DESANITISING THE TEACHING OF LEGAL PROBLEM SOLVING – AND A GRUDGING NOD TO JUDGE JUDY
Kenneth Yin, Lecturer, School of Business and Law, Edith Cowan University, Barrister (Retired)
The introduction to ‘Threshold Learning Outcome 3 – Thinking Skills’, (‘TLO 3’), familiar to Australian law lecturers, reflects the need to incorporate problem solving skills within our legal-studies curriculum. Consistent with the need to satisfy the requirements of TLO3, law lecturers are used to the idea that assignment questions and tutorials are conventionally presented as written problems based on fictional but plausible factual scenarios.
A real client in providing instructions to their solicitor would not do so in paraphrase; the title of this paper is a hesitant nod to the renowned television judge, since the reference to ‘real people’ is very associated with her show. The pivotal suggestion in this paper is that, with very little tinkering with the curriculum, a legal problem can be presented far more realistically in the form of an oral narration or witness statement rather than a written question.

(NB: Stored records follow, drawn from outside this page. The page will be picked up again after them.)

PR #480, opened 2026-05-13
fix: kuke run -f refuses on-disk spec divergent from file

### LINKED ISSUE #468: kuke run -f does not refuse divergent on-disk spec
## Context

`docs/cli-use-cases.md` states two invariants about `kuke run -f` against an existing cell whose on-disk spec diverges from the file:

- `## Workload lifecycle` / `### Run a one-off cell from YAML`:

  > Re-running `kuke run -f` against an existing cell whose on-disk spec **diverges** from the file is **refused**, not silently updated. The error message points the operator at `kuke apply -f` for the update path. Exit code non-zero.

- `## Error & edge paths` / `### Conflicting kuke run`:

  > `kuke run -f spec.yaml` against an existing cell with a diverging on-disk spec exits non-zero with `cell "<name>" exists with diverging spec (...); use \`kuke apply -f\` to update`. The CLI does **not** mutate the cell. The cell that drove the divergence detection is named explicitly so automation can branch.

```
$ cp docs/examples/hello-world.yaml /tmp/cli-test/hello-world-divergent.yaml
$ sed -i 's|image: docker.io/library/busybox:latest|image: docker.io/library/busybox:musl|' \
    /tmp/cli-test/hello-world-divergent.yaml

$ sudo kuke run -f docs/examples/hello-world.yaml -d
Cell "hello-world" (realm "default", space "default", stack "default")
  - metadata: created
  ...
  - containers: started
# exit 0

$ sudo kuke run -f /tmp/cli-test/hello-world-divergent.yaml -d
Cell "hello-world" (realm "default", space "default", stack "default")
  - metadata: already existed
  - cgroup: already existed
  - root container: already existed
  - container "web": already existed
  - containers: not started
# exit 0  ← should be non-zero with diverging-spec error
```

The CLI prints "already existed" lines and exits **0** instead of emitting `cell "hello-world" exists with diverging spec (...); use \`kuke apply -f\` to update` and exiting non-zero.

The on-disk metadata's `spec.containers[].image` remains `docker.io/library/busybox:latest`, confirming the cell was not mutated — so the "does not mutate the cell" half of the invariant holds. But the **refusal** half (the non-zero exit + diverging-spec error) does not.

This is the invariant that lets automation branch on `kuke run` vs `kuke apply`. Today both verbs are indistinguishable on the divergence path: `apply` errors, `run` silently succeeds.

## Proposal

Before the `kuke run -f` code path runs the create-or-no-op for each phase, diff the parsed spec against the on-disk `metadata.json`. On any difference in `spec` (containers, image, command, args, env, resources, networks, attachable flag, etc. — same fields `apply` considers):

1. Exit non-zero (suggest `1`).
2. Print the exact error the doc names: `Error: cell "<name>" exists with diverging spec (<short field summary, e.g. "containers[0].image: busybox:latest -> busybox:musl">); use \`kuke apply -f\` to update`.
3. Do not mutate any phase (metadata, cgroup, containers).

Whatever divergence detector `kuke apply -f` already runs is the right place to factor out into a shared check — `run` should refuse on the same set of divergences that `apply` accepts.

## Acceptance criteria

- [ ] `kuke run -f <file>` against a cell whose on-disk spec differs in any spec field exits non-zero (≠ 0).
- [ ] The error message contains the literal substring `exists with diverging spec` and names the cell.
- [ ] The error message points the operator at `kuke apply -f` for the update path.
- [ ] The on-disk metadata is unchanged after the refused run (no partial mutation).
- [ ] `kuke run -f <file>` against a cell whose on-disk spec is byte-equal to the file still succeeds with exit 0 (idempotent "already existed" path remains unbroken).
- [ ] Test covering the divergent-image case lives next to the run command implementation.

## Out of scope

- Defining which spec fields count as "divergent" beyond what `kuke apply -f` already detects — share the same diff logic.
- Changing `kuke apply -f` behavior (separate issue tracks the apply-side divergence-acceptance bug).

## References

- `docs/cli-use-cases.md` — `## Workload lifecycle` / `### Run a one-off cell from YAML` (line ~238).
- `docs/cli-use-cases.md` — `## Error & edge paths` / `### Conflicting kuke run` (line ~396).

eminwux:
## Summary

- `kuke run -f` previously only diffed structural identity (container count, container id set, root flag, cell location) against the on-disk metadata, so a divergent **container image** — the headline case in #468 — slipped through and the CLI silently no-opped with exit 0. The `docs/cli-use-cases.md` invariants require refusal with a non-zero exit and a pointer to `kuke apply -f`.
- Extends `divergedFields` to also compare per-container user-authored fields the runner does NOT rewrite at create time: `image`, `command`, `args`, `workingDir`, `env`, `ports`, `volumes`, `networks`, `networksAliases`, `privileged`, `hostNetwork`, `hostPID`, `hostCgroup`, `attachable`, `restartPolicy`, `secrets`, `tty`.
- Deliberately excludes fields inherited from `space.spec.defaults.container` (user, readOnlyRootFilesystem, capabilities, securityOpts, tmpfs, resources). Their on-disk value is post-merge while the YAML side is pre-merge, so comparing them would false-flag a default-using YAML on every re-run.
- Updates fixtures in the existing idempotent / matching-spec / synthesized-root tests so they reflect what an on-disk cell created from the YAML actually looks like (command/args persisted, not stripped).
- Adds `TestRun_ExistingCell_DivergingContainerImage_RefusesAndPointsToApply` covering the bug from the issue body verbatim (busybox:latest on disk vs busybox:musl in file), plus matching regression tests for `secrets` and `tty` divergence.

## Test plan

- [x] `go build ./...`
- [x] `go vet ./...`
- [x] `go test ./cmd/kuke/run/...` — new divergent-image/secrets/tty tests plus updated fixtures all pass
- [x] `make test` — full unit suite green
- [x] `pre-commit run --files cmd/kuke/run/run.go cmd/kuke/run/run_test.go` — all hooks pass (golangci-lint, gofmt, addlicense, etc.)
- [ ] \`make dev-init\` — not run; change is purely in \`cmd/kuke/run/\` and does not touch the build path, the daemon, or \`/opt/kukeon\`, so the daemon-parity smoke test is out of scope per \`CLAUDE.md\`.

Closes #468

### DIFF
--- a/cmd/kuke/run/run.go
+++ b/cmd/kuke/run/run.go
@@ -587,7 +587,8 @@ func divergedFields(actual, desired v1beta1.CellSpec) []string {
 // fill in or normalize at create/start time (so a fresh cell never
 // false-flags on the next `kuke run -f` of the same file): image, command,
 // args, workingDir, env, ports, volumes, networks, networksAliases,
-// privileged, hostNetwork, hostPID, hostCgroup, attachable, restartPolicy.
+// privileged, hostNetwork, hostPID, hostCgroup, attachable, restartPolicy,
+// secrets, tty.
 // Fields that inherit from `space.spec.defaults.container` (see
 // internal/modelhub.ApplySpaceDefaultsToContainer) are deliberately
 // excluded — their on-disk value is post-merge while the YAML side is
@@ -639,7 +640,59 @@ func divergedContainerFields(actual, desired v1beta1.ContainerSpec) []string {
 	if actual.RestartPolicy != desired.RestartPolicy {
 		fields = append(fields, "restartPolicy")
 	}
+	if !containerSecretsEqual(actual.Secrets, desired.Secrets) {
+		fields = append(fields, "secrets")
+	}
+	if !containerTtysEqual(actual.Tty, desired.Tty) {
+		fields = append(fields, "tty")
+	}
 	return fields
+}
+
+// containerSecretsEqual compares two ContainerSecret slices field-by-field.
+// nil and empty are treated as equal so YAML that omits secrets does not
+// register as drift against on-disk metadata that persisted it as nil.
+// ContainerSecret carries only scalar string fields, so a direct == on each
+// element is enough.
+func containerSecretsEqual(a, b []v1beta1.ContainerSecret) bool {
+	if len(a) != len(b) {
+		return false
+	}
+	for i := range a {
+		if a[i] != b[i] {
+			return false
+		}
+	}
+	return true
+}
+
+// containerTtysEqual compares two ContainerTty pointers. Empty values on
+// either side are treated as equal because
+// internal/apischeme.convertContainerTtyToInternal normalizes an IsEmpty
+// input to nil at persistence: on-disk Tty=nil and a YAML carrying an
+// otherwise-empty &ContainerTty{} must not register as drift.
+func containerTtysEqual(a, b *v1beta1.ContainerTty) bool {
+	if a.IsEmpty() && b.IsEmpty() {
+		return true
+	}
+	if a.IsEmpty() != b.IsEmpty() {
+		return false
+	}
+	if a.Prompt != b.Prompt ||
+		a.LogFile != b.LogFile ||
+		a.Profile != b.Profile ||
+		a.ProfilesDir != b.ProfilesDir {
+		return false
+	}
+	if len(a.OnInit) != len(b.OnInit) {
+		return false
+	}
+	for i := range a.OnInit {
+		if a.OnInit[i] != b.OnInit[i] {
+			return false
+		}
+	}
+	return true
 }
 
 // stringSlicesEqual reports whether two []string carry the same elements
--- a/cmd/kuke/run/run.go
+++ b/cmd/kuke/run/run.go
@@ -508,15 +508,14 @@ func pickLocation(fromDoc string, kv *config.Var) string {
 	return strings.TrimSpace(kv.ValueOrDefault())
 }
 
-// divergedFields names the structural fields where the on-disk cell disagrees
-// with the file. We deliberately stop at structural identity (container count,
-// container id set, root container id, cell location) and do NOT compare
-// images/args/env: the runner normalizes container images on create
-// (auto-default root rewrites e.g. user-supplied image to docker.io/library/
-// busybox:latest), so a deep field-by-field diff would flag a freshly-created
-// cell as divergent on the very next `kuke run -f` invocation. Per the AC, a
-// genuine spec rewrite — adding/removing containers, swapping the root, moving
-// realm/space/stack — must route through `kuke apply -f` instead.
+// divergedFields names the fields where the on-disk cell disagrees with the
+// file. The check covers structural identity (container count, container id
+// set, cell location) and the operator-controlled per-container fields the
+// runner does NOT rewrite at create time (image, command, args, env, ports,
+// volumes, networks, host-namespace opts, privileged, attachable,
+// restartPolicy, workingDir). Per the AC for issue #468, a genuine spec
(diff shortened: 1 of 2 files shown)


eminwux:
**PR #480 Review — `fix: kuke run -f refuses on-disk spec divergent from file`**

Solid scope on the #468 AC — the new field-by-field check pins the headline image-divergence case, the defaults-derived carve-out (`user`/`readOnlyRootFilesystem`/`capabilities`/`securityOpts`/`tmpfs`/`resources`) is well-reasoned and lines up exactly with `internal/modelhub.ApplySpaceDefaultsToContainer`, and the new test exercises the bug-report scenario verbatim.

One blocking gap:

- **Missing fields** `cmd/kuke/run/run.go:595-643`: `divergedContainerFields` omits `Secrets` and `Tty`. Both are user-authored, persisted to disk unchanged (verified in `internal/apischeme/scheme.go` round-trips), and not filled in from `space.spec.defaults.container` — i.e. they meet the exact criterion this PR's doc comment uses to define the included set. A user who adds a new `spec.containers[].secrets[]` entry and re-runs `kuke run -f` against an existing cell silently no-ops (cell stays up without the credential mounted), which is the same failure mode #468 closes for `image`. Either thread both through here, or carve them out explicitly in the doc comment with a stated reason (parallel to the defaults-derived carve-out already documented).

LGTM once `Secrets` and `Tty` are added or carved out — the rest is non-blocking.

eminwux:
Addressed in b74ee85:
- Threaded `Secrets` and `Tty` through `divergedContainerFields` per the blocking ask. Both are user-authored, persisted unchanged through `internal/apischeme` (`convertSecretsToInternal` / `convertContainerTtyToInternal` and their inverses round-trip the fields verbatim), and absent from `internal/modelhub.ApplySpaceDefaultsToContainer` — same inclusion criterion the doc comment already states. Added `containerSecretsEqual` (scalar-only `ContainerSecret`, mirrors `volumeMountsEqual`) and `containerTtysEqual` (treats nil and `IsEmpty` as equal so on-disk `Tty=nil` from the apischeme normalization doesn't false-flag against a YAML-side zero-value `&ContainerTty{}`).
- Doc comment in `divergedContainerFields` now lists `secrets` and `tty` alongside the existing fields.
- New regression tests: `TestRun_ExistingCell_DivergingContainerSecrets_RefusesAndPointsToApply` and `TestRun_ExistingCell_DivergingContainerTty_RefusesAndPointsToApply` — both refuse with the diverging-spec error, point at `kuke apply -f`, and name the specific field.

eminwux:
**PR #480 Review — `fix: kuke run -f refuses on-disk spec divergent from file`**

Closes the #468 silent-no-op cleanly. The per-field comparison list in `divergedContainerFields` was cross-checked against `internal/apischeme.convertContainerSpecToInternal` and `internal/modelhub.ApplySpaceDefaultsToContainer` — the 17 included fields all round-trip verbatim (none are runner-rewritten on create), and the 6 deliberately-excluded space-default fields match `ApplySpaceDefaultsToContainer`'s exact set, so the idempotent path is preserved. The `containerTtysEqual` helper is nil-safe through `(*ContainerTty).IsEmpty()` and correctly equates a `&ContainerTty{}` with `nil` (matches `convertContainerTtyToInternal`'s persistence normalization). All three new struct comparators rely on `==` over types whose fields are scalars only (`ContainerSecret`, `VolumeMount`, `TtyStage`) — comparability holds. New tests cover the headline image case from #468 plus regressions for `secrets` and `tty`. Both commits are GPG-verified. The `make dev-init` smoke is correctly skipped: the change is contained to `cmd/kuke/run/` and touches neither the build path, the daemon, nor `/opt/kukeon`, so the daemon-parity guard in project CLAUDE.md is out of scope.

LGTM.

Part 1 is entitled The conventional method of presenting legal problems. Here, we explore how legal problems are conventionally presented and offer a critique of the conventional methods.
Part 2 is entitled Harnessing the power of the voice. We will commence this part by introducing the pedagogy that underpins the idea of using an audio narration as a tool of legal problem solving. This is followed by some personal reflections of using this method in contract studies, including a road-test of a sample.

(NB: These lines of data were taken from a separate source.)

PR #482, opened 2026-05-14
fix: serialize state enums as string labels in yaml/json

### LINKED ISSUE #474: kuke get -o yaml|json serializes state as int instead of string label
## Context

`docs/cli-use-cases.md` `## Realm / space / stack management` / `### Listing the hierarchy` documents `kuke get realm <name> -o yaml` as the "full spec+status" view of a single resource and lists table/yaml/json as the supported output formats.

```
$ sudo kuke get realms

$ sudo kuke get realm default -o yaml
apiVersion: v1beta1
kind: Realm
metadata:
  name: default
  labels:
    realm.kukeon.io: default.kukeon.io
spec:
  namespace: default.kukeon.io
status:
  state: 2                              # ← integer; table shows "Ready"
  cgroupPath: /kukeon/default
  subtreeControllers:
    - cpu
    - memory
    - io
    - pids
  createdAt: 2026-05-13T17:35:03.183753568Z
  updatedAt: 2026-05-13T17:36:53.977095133Z
  readyAt: 2026-05-13T17:35:03.183753568Z
```

The table renders `state` as `Ready`. The YAML serializes the same field as the raw enum integer `2`. JSON output (`-o json`) shows the same int. An operator reading the documented "full spec+status" view has no way to decode `state: 2` without grepping the source for the enum.

The doc's `### Listing the hierarchy` invariants don't explicitly constrain the YAML field representation, but `kuke get` is the documented introspection surface — an internal enum int leaking into a user-facing format is friction that any operator scripting against the YAML will hit.

## Proposal

In the realm (and matching space/stack/cell/container) JSON/YAML serializers, map the `state` enum to its string form (`Pending` / `Ready` / `Stopped` / etc. — the same vocabulary the table uses):

1. Define a `MarshalJSON`/`MarshalYAML` on the realm state enum (or whatever serialization wrapper is in use) that emits the string label.
2. Symmetric `UnmarshalJSON`/`UnmarshalYAML` accepts the string form so users who round-trip the YAML through `kuke apply -f` are not broken.
3. As a backwards-compat aid, also accept the integer form on unmarshal for one release if anything currently depends on the int.
4. Apply the same change to the same field on Space/Stack/Cell/Container if they share the enum or have an analogous one.

## Acceptance criteria

- [ ] `kuke get realm <name> -o yaml` emits `state: Ready` (string) rather than `state: 2` (int).
- [ ] `kuke get realm <name> -o json` emits `"state": "Ready"` rather than `"state": 2`.
- [ ] The same change applied consistently to `kuke get space|stack|cell|container -o {yaml,json}`.
- [ ] Round-trip: a YAML output piped back through `kuke apply -f` succeeds (no schema error on the string state).
- [ ] Test colocated with the marshal/unmarshal change covering both directions.

## Out of scope

- The table renderer (already emits the string form correctly).
- Adding new state values.

## References

- `docs/cli-use-cases.md` — `## Realm / space / stack management` / `### Listing the hierarchy` (line ~145).

eminwux:
## Summary

- `kuke get realm|space|stack|cell|container -o yaml|json` now emits `state: Ready` (string) instead of `state: 2` (raw enum int). Operators scripting against the output no longer have to grep the source for the enum.
- All five `*State` types (`RealmState`, `SpaceState`, `StackState`, `CellState`, `ContainerState`) gain `MarshalJSON` / `MarshalYAML` that serialize via the existing `String()` label vocabulary (`Pending`, `Ready`, `Stopped`, …) — the same strings the table renderer uses.
- Symmetric `UnmarshalJSON` / `UnmarshalYAML` accept both the new string form and the legacy int form, so daemon-persisted `metadata.json` files written by pre-fix daemons still parse after upgrade (the daemon's `internal/controller/runner/read.go` path goes through these unmarshals).
- Fixed a missing `yaml:"state"` tag on `RealmStatus.State` surfaced by `musttag` once the new serializer covered the field — the only Status struct in the package without the explicit tag.

## Test plan

- [x] `go build ./...`
- [x] `go vet ./...`
- [x] `pre-commit run --files <changed-files>` — clean (golangci-lint, addlicense, go fmt all pass)
- [x] New unit tests cover: per-label `Marshal{JSON,YAML}` output, `Unmarshal{JSON,YAML}` accepting both string and legacy int forms, rejecting unknown labels and out-of-range ints, full `RealmDoc` yaml/json round-trip, and a legacy `ContainerStatus{state:2}` JSON parse that round-trips to `ContainerStateStopped`
- [x] `make dev-init` smoke — daemon-parity check passes (both `kuke get realms` and `--no-daemon` show identical `Ready` rows); change touches what the daemon persists/reads, so the smoke is in scope
- [x] Manual verification on the running daemon: `sudo ./kuke get realm default -o yaml` emits `state: Ready`, `-o json` emits `"state": "Ready"`, and `kuke get realm default -o yaml | kuke apply -f` succeeds with `Realm "default": unchanged` (no schema error on the string state — AC's round-trip case)

Closes #474

### DIFF
--- a/pkg/api/model/v1beta1/realm.go
+++ b/pkg/api/model/v1beta1/realm.go
@@ -48,7 +48,7 @@ type RegistryCredentials struct {
 }
 
 type RealmStatus struct {
-	State      RealmState `json:"state"`
+	State      RealmState `json:"state"                              yaml:"state"`
 	CgroupPath string     `json:"cgroupPath,omitempty"         yaml:"cgroupPath,omitempty"`
 	// SubtreeControllers is the cgroup-v2 controller set actually
 	// delegated on this realm's own cgroup.subtree_control after the
--- a/pkg/api/model/v1beta1/state_marshal.go
+++ b/pkg/api/model/v1beta1/state_marshal.go
@@ -1,0 +1,355 @@
+// Copyright 2025 Emiliano Spinella (eminwux)
+//
+// Licensed under the Apache License, Version 2.0 (the "License");
+// you may not use this file except in compliance with the License.
+// You may obtain a copy of the License at
+//
+//     http://www.apache.org/licenses/LICENSE-2.0
+//
+// Unless required by applicable law or agreed to in writing, software
+// distributed under the License is distributed on an "AS IS" BASIS,
+// WITHOUT WARRANTIES OR CONDITIONS OF ANY KIND, either express or implied.
+// See the License for the specific language governing permissions and
+// limitations under the License.
+//
+// SPDX-License-Identifier: Apache-2.0
+
+package v1beta1
+
+// JSON/YAML marshaling for the *State enum types. The serializers emit the
+// human-readable label (`Ready`, `Pending`, …) instead of the raw int form
+// that the encoding/json and gopkg.in/yaml.v3 defaults would produce.
+// Unmarshal accepts both forms — string is canonical going forward, int is
+// retained for one release so older on-disk metadata.json files persisted by
+// pre-fix daemons still round-trip through `kuke get -o yaml | kuke apply`.
+// Issue #474.
+
+import (
+	"encoding/json"
+	"fmt"
+	"strconv"
+
+	"gopkg.in/yaml.v3"
+)
+
+// yamlIntTag is the auto-resolved gopkg.in/yaml.v3 tag for an unquoted
+// integer scalar — the legacy on-disk encoding for state fields the
+// UnmarshalYAML methods accept for back-compat.
+const yamlIntTag = "!!int"
+
+// --- RealmState ---
+
+func (s RealmState) MarshalJSON() ([]byte, error) {
+	return json.Marshal((&s).String())
+}
+
+func (s RealmState) MarshalYAML() (interface{}, error) {
+	return (&s).String(), nil
+}
+
+func (s *RealmState) UnmarshalJSON(data []byte) error {
+	var str string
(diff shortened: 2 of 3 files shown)


eminwux:
**PR #482 Review — `fix: serialize state enums as string labels in yaml/json`**

Clean fix for the `state: 2` UX bug on `kuke get -o yaml|json`. Symmetric Marshal/Unmarshal across all five state enums, with both string (canonical) and int (legacy) forms accepted on the way in so pre-fix on-disk metadata.json files still parse on upgrade. Tests cover the per-label JSON output, the back-compat int-form acceptance, the unknown-label/out-of-range rejection paths, and the full `RealmDoc` round-trip — including the `state=2` legacy parse to `ContainerStateStopped`. No sensitive data in error messages. Per-commit signature: verified. License headers and test colocation per CLAUDE.md ✓. The `make dev-init` smoke is ticked in the test plan, which the project CLAUDE.md requires for changes touching what the daemon persists/reads.

Cross-checks against the PR head: every label constant referenced in the `parse*State` switches exists in `consts.go:54-62`; every `assign*Int` upper/lower bound matches the contiguous iota ranges in `realm.go:89-94` / `space.go:122-125` / `stack.go:60-63` / `cell.go:110-115` / `container.go:262-269`; the `yaml:"state"` tag fix on `RealmStatus.State` does indeed close the only gap among the five `*Status` types. No public-API parity gap — these status types are read-only response fields, not constructor inputs.

LGTM to merge.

The conclusion briefly suggests that the method would be a beneficial development to the legal-studies curriculum.
PART 1 – THE CONVENTIONAL METHOD OF PRESENTING LEGAL PROBLEMS
The Australian law student at the start of the semester will search their timetable and discover that their weekly learning cycle typically requires them to attend a two hour lecture and a one hour tutorial.

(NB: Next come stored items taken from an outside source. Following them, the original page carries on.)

PR #483, opened 2026-05-14
fix: hint at cross-scope match when --cell/--space/--stack filter is empty

### LINKED ISSUE #472: kuke get containers --cell <name> does not "filter on any level"
## Context

`docs/cli-use-cases.md` `## Realm / space / stack management` / `### Listing the hierarchy` lists this command in the **Sequence** block:

```bash
kuke get containers --cell <name>                # filter on any level
```

The comment "filter on any level" reads as: passing `--cell <name>` is enough to filter containers down to that cell, regardless of which realm/space/stack the cell lives in.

During the lecture, their lecturer will explain legal doctrine and might engage the class in discussion concerning its content. The associated tutorial typically takes the form of a problem question. In order to address the question asked, our law student must apply doctrinal knowledge gained from earlier lectures and readings. The following explanation is a convenient summary of the content of the typical tute and where it sits within the conventional weekly learning cycle:
The use of problem solving..as a method of teaching and assessment is common in law schools. This method invites students to apply knowledge already gained (through lectures, readings and tutorials) to hypothetical fact situations [emphasis added].
Tutorial questions are usually based on fictional but plausible real life scenarios. In a useful work on narrative learning, the authors, two law lecturers from QUT, make the compelling argument that written problem scenarios tend to be ‘relatively light on detail’ and ‘disconnected from one another. Rather than working through written problem scenarios, their study was based on a series of music videos in which their students embarked on a series of sequential exercises where they are directed to provide legal advice in respect of situations confronted by the actors. The authors posit as follows:
Compared to working through tutorial problems, the learning is more active ‘by immersing learners in a captivating world populated by intriguing characters’ and has been shown to be an effective way of facilitating student understanding and encouraging deep learning.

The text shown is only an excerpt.